EFFECTS OF ALTERATIONS IN AORTIC INPUT IMPEDANCE ON THE FORCE-VELOCITY-LENGTH RELATIONSHIP IN THE INTACT CANINE HEART

The authors studied the effects of changes in aortic input impedance on the force-velocity-length relationship of the left ventricle in six open-chest dogs, using a right heart bypass preparation. The control relationship between wall stress and ventricular diameter or mean velocity of shortening (MVCF) was determined first by using maneuvers (changes in venous return and phenylephrine infusion) that did not alter impedance moduli or phase angle above 0 Hz.

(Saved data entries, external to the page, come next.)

PR #2228, opened 2019-07-25
Add MIT

royaljust:
**Type:** Missing

**Summary:**
Add MIT

**Details:**
MIT license pointed to in nuspec file both in package and at source location.

**Resolution:**
Add MIT license.

**Affected definitions**:
- [knockout.mapping 35482d03ee7520b1afe0b437a6e66150369378a7](https://clearlydefined.io/definitions/git/github/stevesanderson/knockout.mapping/35482d03ee7520b1afe0b437a6e66150369378a7/35482d03ee7520b1afe0b437a6e66150369378a7)

### DIFF
--- a/curations/git/github/stevesanderson/knockout.mapping.yaml
+++ b/curations/git/github/stevesanderson/knockout.mapping.yaml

Aortic impedance then was increased by occlusion of the descending aorta (+89% increase in the first harmonic P < 0.02; +49% increase in characteristic impedance, P < 0.005; and a constant -20° phase shift between 2 and 10 Hz; P < 0.05). When compared to a phenylephrine infusion at the same mean aortic pressure and cardiac output, aortic occlusion increased the level of peak stress (+43%, P < 0.005) and decreased the extent of shortening (from 28.6 ± 6.9 to 14.6 ± 3.1%, P < 0.01) and the MVCF (from 2.00 ± 0.30 to 1.15 ± 0.14 circ.s.-1; P < 0.02). However, left ventricular end systolic diameter and MVCF fell in the 95% confidence interval of their respective control relations with end-systolic wall stress. Similar data were obtained when aortic occlusion was performed during a nitroprusside infusion or during an inotropic stimulation. Moreover, we found that when venous return was reduced by 25% during aortic occlusion, the characteristic impedance and the aortic input resistance increased further (respectively, +16%, P < 0.01; and +18%, P < 0.035) but the wall stress decreased and the MVCF increased slightly. It is concluded that changes in impedance affect shortening and wall stress but not the force-velocity-length framework and, furthermore, that the wall stress provided a better description of the afterload than the impedance alone.